**Exercise goal:** Among the lines of data below, reproduce only those from the one with "-406,6 +406,7 @@" through the one with "--- a/config/notifiers.go", exactly as they stand, both ends included.

**Data:**
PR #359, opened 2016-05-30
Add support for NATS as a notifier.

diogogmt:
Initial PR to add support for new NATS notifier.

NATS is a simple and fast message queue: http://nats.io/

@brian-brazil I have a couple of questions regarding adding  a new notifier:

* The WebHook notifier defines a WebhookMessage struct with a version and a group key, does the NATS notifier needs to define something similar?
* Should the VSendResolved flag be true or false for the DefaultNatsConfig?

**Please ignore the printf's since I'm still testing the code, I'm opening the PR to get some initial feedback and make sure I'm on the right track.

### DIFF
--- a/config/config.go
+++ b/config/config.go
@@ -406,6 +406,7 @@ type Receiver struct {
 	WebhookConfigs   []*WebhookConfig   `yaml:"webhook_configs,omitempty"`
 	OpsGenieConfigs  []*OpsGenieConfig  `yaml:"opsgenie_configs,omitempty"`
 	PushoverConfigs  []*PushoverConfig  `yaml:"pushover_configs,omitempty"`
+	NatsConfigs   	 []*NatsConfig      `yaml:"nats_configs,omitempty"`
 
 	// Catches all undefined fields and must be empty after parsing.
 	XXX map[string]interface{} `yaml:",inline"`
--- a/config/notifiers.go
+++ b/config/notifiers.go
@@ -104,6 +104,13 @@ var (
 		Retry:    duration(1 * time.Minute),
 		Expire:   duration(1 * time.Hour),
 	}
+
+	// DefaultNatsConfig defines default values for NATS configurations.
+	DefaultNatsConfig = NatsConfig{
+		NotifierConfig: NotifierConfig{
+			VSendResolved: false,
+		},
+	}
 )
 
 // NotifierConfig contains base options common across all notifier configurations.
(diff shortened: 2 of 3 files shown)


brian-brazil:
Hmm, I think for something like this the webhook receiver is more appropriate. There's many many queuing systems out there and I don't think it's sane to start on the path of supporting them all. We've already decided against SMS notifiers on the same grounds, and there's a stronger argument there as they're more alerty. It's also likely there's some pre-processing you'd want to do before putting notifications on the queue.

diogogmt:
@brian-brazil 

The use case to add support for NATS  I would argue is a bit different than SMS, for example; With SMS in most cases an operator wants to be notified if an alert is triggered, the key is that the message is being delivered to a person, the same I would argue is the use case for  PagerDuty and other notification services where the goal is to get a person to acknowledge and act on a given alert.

**Your solution:**
@@ -406,6 +406,7 @@ type Receiver struct {
 	WebhookConfigs   []*WebhookConfig   `yaml:"webhook_configs,omitempty"`
 	OpsGenieConfigs  []*OpsGenieConfig  `yaml:"opsgenie_configs,omitempty"`
 	PushoverConfigs  []*PushoverConfig  `yaml:"pushover_configs,omitempty"`
+	NatsConfigs   	 []*NatsConfig      `yaml:"nats_configs,omitempty"`
 
 	// Catches all undefined fields and must be empty after parsing.
 	XXX map[string]interface{} `yaml:",inline"`
--- a/config/notifiers.go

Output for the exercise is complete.